◆ Task statement
What you return should be the lines of the data containing "ClusterState", each in full.

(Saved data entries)
====

PR #677, opened 2018-10-29
Feature: ClusterState enum

jafreck:
Align ClusterState with the JobState and ApplicationState Enums.

### DIFF
--- a/aztk/models/cluster_state.py
+++ b/aztk/models/cluster_state.py
@@ -1,0 +1,8 @@
+from enum import Enum
+
+
+class ClusterState(Enum):
+    deleting = "deleting"
+    resizing = "resizing"
+    steady = "steady"
+    stopping = "stopping"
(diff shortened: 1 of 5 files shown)


aztk/models/cluster_state.py
```diff
@@ -0,0 +1,8 @@
+from enum import Enum
+
+
+class ClusterState(Enum):
+    deleting = "deleting"
+    resizing = "resizing"
+    steady = "steady"
+    stopping = "stopping"
```
timotheeguerin: `stopping` feels weird actually in this enum, could it be renamed to stoppingResize?

jafreck: Sure. Camel casing the Enum looks weird to me, though. Looking back at python docs, it seems like `Enum.SOME_NAME` is the idiomatic casing. I guess I should align to that for all.

jafreck: Actually, I'm going to stick with `Enum.some_value` since that is what the Batch SDK does.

====

◆ Written solution
Feature: ClusterState enum
Align ClusterState with the JobState and ApplicationState Enums.
+class ClusterState(Enum):
+class ClusterState(Enum):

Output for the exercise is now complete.